(Dataset entries)
****************
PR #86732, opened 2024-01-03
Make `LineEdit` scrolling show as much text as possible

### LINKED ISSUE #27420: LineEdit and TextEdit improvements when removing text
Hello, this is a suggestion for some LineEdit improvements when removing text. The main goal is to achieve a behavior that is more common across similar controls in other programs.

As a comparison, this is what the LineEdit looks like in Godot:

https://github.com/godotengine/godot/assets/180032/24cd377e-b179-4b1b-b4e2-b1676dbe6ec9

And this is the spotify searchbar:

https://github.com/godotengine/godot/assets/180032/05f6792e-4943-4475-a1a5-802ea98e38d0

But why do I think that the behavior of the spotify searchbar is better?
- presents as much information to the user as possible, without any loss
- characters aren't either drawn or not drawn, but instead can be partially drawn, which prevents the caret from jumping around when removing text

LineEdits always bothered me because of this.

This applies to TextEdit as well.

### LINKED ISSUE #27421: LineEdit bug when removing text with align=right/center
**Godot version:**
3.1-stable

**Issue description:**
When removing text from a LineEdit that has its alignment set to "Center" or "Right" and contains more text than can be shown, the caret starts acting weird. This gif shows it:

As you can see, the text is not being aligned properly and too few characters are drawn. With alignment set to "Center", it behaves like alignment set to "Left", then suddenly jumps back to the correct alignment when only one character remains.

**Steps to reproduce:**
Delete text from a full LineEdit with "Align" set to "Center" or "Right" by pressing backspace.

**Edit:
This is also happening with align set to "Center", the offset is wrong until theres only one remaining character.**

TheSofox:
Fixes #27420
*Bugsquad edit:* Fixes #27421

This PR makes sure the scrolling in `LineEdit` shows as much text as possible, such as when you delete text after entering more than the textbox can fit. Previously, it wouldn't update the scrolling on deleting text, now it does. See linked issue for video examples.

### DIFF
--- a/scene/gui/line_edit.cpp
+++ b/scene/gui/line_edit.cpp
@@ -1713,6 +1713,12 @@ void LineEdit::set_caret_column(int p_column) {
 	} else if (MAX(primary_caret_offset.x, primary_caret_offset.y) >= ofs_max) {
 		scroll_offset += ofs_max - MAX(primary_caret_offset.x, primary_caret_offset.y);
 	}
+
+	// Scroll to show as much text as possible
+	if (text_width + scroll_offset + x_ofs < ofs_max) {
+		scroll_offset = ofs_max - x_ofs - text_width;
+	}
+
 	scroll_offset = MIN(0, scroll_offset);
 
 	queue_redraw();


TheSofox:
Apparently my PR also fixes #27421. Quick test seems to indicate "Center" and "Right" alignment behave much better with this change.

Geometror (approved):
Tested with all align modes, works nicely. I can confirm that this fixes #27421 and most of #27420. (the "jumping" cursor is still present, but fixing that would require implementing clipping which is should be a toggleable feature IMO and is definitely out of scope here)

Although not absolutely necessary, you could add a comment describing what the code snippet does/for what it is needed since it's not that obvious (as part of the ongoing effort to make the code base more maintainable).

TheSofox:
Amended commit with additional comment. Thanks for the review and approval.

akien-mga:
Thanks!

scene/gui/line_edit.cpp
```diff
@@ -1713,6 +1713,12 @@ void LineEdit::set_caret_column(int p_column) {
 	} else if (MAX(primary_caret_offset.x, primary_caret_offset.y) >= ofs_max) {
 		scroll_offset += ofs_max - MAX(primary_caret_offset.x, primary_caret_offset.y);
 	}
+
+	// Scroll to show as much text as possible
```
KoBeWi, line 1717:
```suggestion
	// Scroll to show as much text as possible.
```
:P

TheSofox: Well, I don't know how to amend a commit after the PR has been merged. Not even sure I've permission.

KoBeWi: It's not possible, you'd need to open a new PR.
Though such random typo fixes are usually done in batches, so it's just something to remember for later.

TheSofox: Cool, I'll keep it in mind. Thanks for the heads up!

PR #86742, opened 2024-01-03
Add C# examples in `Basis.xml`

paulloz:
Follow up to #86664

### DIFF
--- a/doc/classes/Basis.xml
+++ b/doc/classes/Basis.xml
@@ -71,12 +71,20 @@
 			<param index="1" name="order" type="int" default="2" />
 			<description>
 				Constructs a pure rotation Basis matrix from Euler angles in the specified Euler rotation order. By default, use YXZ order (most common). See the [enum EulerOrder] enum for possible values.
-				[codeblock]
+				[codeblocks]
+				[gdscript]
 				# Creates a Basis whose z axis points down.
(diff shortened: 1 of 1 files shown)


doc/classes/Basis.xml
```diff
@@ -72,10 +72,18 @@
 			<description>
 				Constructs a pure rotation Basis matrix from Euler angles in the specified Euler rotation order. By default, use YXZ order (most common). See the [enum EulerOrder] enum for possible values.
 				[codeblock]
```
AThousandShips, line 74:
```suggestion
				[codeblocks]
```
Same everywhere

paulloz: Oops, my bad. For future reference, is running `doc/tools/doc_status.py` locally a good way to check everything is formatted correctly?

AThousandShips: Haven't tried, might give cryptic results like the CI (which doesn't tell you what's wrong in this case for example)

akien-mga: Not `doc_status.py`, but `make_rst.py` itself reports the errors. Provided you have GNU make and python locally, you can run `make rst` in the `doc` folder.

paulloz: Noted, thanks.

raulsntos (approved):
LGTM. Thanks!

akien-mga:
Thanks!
****************
> **Task to complete**
Copy out each line of the data above, exactly, if it lies between the line holding "### LINKED ISSUE #27420: LineEdit" and the line holding "- presents as", inclusive; copy no other line.

> **Response**
### LINKED ISSUE #27420: LineEdit and TextEdit improvements when removing text
Hello, this is a suggestion for some LineEdit improvements when removing text. The main goal is to achieve a behavior that is more common across similar controls in other programs.

As a comparison, this is what the LineEdit looks like in Godot:

https://github.com/godotengine/godot/assets/180032/24cd377e-b179-4b1b-b4e2-b1676dbe6ec9

And this is the spotify searchbar:

https://github.com/godotengine/godot/assets/180032/05f6792e-4943-4475-a1a5-802ea98e38d0

But why do I think that the behavior of the spotify searchbar is better?
- presents as much information to the user as possible, without any loss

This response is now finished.